- Original film poster
- Directed by: Lindsay Shonteff
- Written by: Lindsay Shonteff (as Jeremy Lee Francis)
- Produced by: Elizabeth Gray
- Starring: Gareth Hunt
- Cinematography: Bill Patterson
- Edited by: Gerry Ivanov
- Music by: Leonard Young
- Production company: Lindsay Shonteff Film Productions
- Distributed by: Firebird Films
- Release date: August 1979 (UK);
- Running time: 94 minutes 78 minutes (US)
- Country: United Kingdom
- Language: English

= Licensed to Love and Kill =

1979 British film Lindsay Shonteff

Licensed to Love and Kill (VHS release titles The Man from S.E.X. and Undercover Lover) is a 1979 imitation James Bond film directed by Lindsay Shontef and starring Gareth Hunt. It was written by Shonteff (as Jeremy Lee Francis) and produced by his wife Elizabeth Gray.

==Plot==
Secret Agent Charles Bind is called in to investigate the disappearance of Lord Dangerfield, a British diplomat. The trail leads Bind to Dangefield's daughter Carlotta Muff-Dangerfield who is called "Lotta Muff", an ambitious American Senator named Lucifer Orchid, and Bind's counterpart in the forces of evil, Ultra One.

==Cast==
- Gareth Hunt as Charles Bind
- Nick Tate as Jensen Fury
- Fiona Curzon as Carlotta Muff-Dangerfield
- Geoffrey Keen as Stockwell
- Gary Hope as Senator Lucifer Orchid
- Don Fellows as vice-president
- John Arnatt as Merlin
- Toby Robins as Scarlet Star
- Imogen Hassall as Miss Martin
- John Junkin as helicopter mechanic
- Me Me Lai as Female Madam Wang
- Noel Johnson as Lord Dangerfield
- Anna Bergman as hotel receptionist
- Eiji Kusuhara as Male Madam Wang
- Doug Robinson as giant
- Deep Roy as midget

==Aspects of production==
During the production of Henson and Shonteff's previous Charles Bind film No. 1 of the Secret Service (1977), a sequel was announced entitled An Orchid for No. 1. Though initially signed to Shonteff for three films, Nicky Henson was signed by the Royal Shakespeare Company. Henson was replaced by Gareth Hunt who was known for his role as secret agent Mike Gambit in The New Avengers (1976–77).

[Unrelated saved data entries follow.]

PR #1199, opened 2016-02-10
feat(gulp): Add gulp task mkdir:upload to ensure upload directory exi…

rhutchison:
…sts.

Related #1175

### DIFF
--- a/gulpfile.js
+++ b/gulpfile.js
@@ -218,6 +218,15 @@ gulp.task('copyLocalEnvConfig', function () {
     .pipe(gulp.dest('config/env'));
 });
 
+// Make sure upload directory exists
+gulp.task('makeUploadsDir', function () {
+  return fs.mkdir('modules/users/client/img/profile/uploads', function (err) {
+    if (err && err.code !== 'EEXIST') {
+      console.log(err);
+    }
+  });
+});
+
 // Angular template cache task
 gulp.task('templatecache', function () {
   return gulp.src(defaultAssets.client.views)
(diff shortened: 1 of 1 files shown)


gulpfile.js
```diff
@@ -202,6 +203,11 @@ gulp.task('imagemin', function () {
     .pipe(gulp.dest('public/dist/img'));
 });
 
+// Make sure upload directory exists
+gulp.task('mkdir:upload', function () {
+  return fs.mkdir('modules/users/client/img/profile/uploads', function () { });
```
ilanbiala: @rhutchison need to handle a possible error here.

gulpfile.js
```diff
@@ -202,6 +203,11 @@ gulp.task('imagemin', function () {
     .pipe(gulp.dest('public/dist/img'));
 });
 
+// Make sure upload directory exists
+gulp.task('mkdir:upload', function () {
```
ilanbiala: I think the name doesn't need to be the same, thoughts on maybe `mkUploadDir`?

gulpfile.js
rhutchison: Error is handled with noop

ilanbiala: log it or something maybe? We basically need to notify users of it at the least.

gulpfile.js
codydaig: I hesitate to change since this is what it currently is.

ilanbiala: I know, but Grunt's convention so to use different subtasks, where was can just create a proper task name in Gulp. I feel like we shouldn't keep old conventions.

gulpfile.js
```diff
@@ -218,6 +218,15 @@ gulp.task('copyLocalEnvConfig', function () {
     .pipe(gulp.dest('config/env'));
 });
 
+// Make sure upload directory exists
+gulp.task('makeUploadsDir', function () {
+  return fs.mkdir('modules/users/client/img/profile/uploads', function (res) {
```
ilanbiala: nitpick, res should be err (convention)

ilanbiala:
Also, the scope of the commit message should be gulp, because this is gulp-related, not really "core".

gulpfile.js
rhutchison: Where is this convention defined?

This is a callback method for success/error and is not specifically a callback only for errors.

rhutchison:
@ilanbiala scope is updated to reflect your feedback

gulpfile.js
ilanbiala: It's a common node convention for callbacks to return an error, so err makes more sense.

rhutchison:
@ilanbiala LGTY?

rhutchison:
Closing/Opening to produce clean build.  One node timed out.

Geoffrey Keen repeated his role as Bind's M type superior Rockwell. The original Rockwell from the Tom Adams Charles Vine films was played by John Arnatt who returned to Shonteff's series playing Merlin, the Q type character who issues Bind his secret weapons. Fiona Curzon who plays the female lead had a smaller different role in the previous No 1. of the Secret Service. Gary Hope had a role as an Army officer in the first Vine film Licensed to Kill (1965).

==Soundtrack==
Simon Bell wrote the music and Doreen Chanter composed and performed the theme song, Love is a Fine Thing.

==Reception==
Alan Burton in Historical Dictionary of British Spy Fiction, which cites that "the cycle of spy films began to lose steam in the 1970s", and mentions Licensed to Love and Kill and its preceding film No. 1 of the Secret Service as "the odd picture [that] turned up in the cinema schedules", refers to both films as "crude parodies".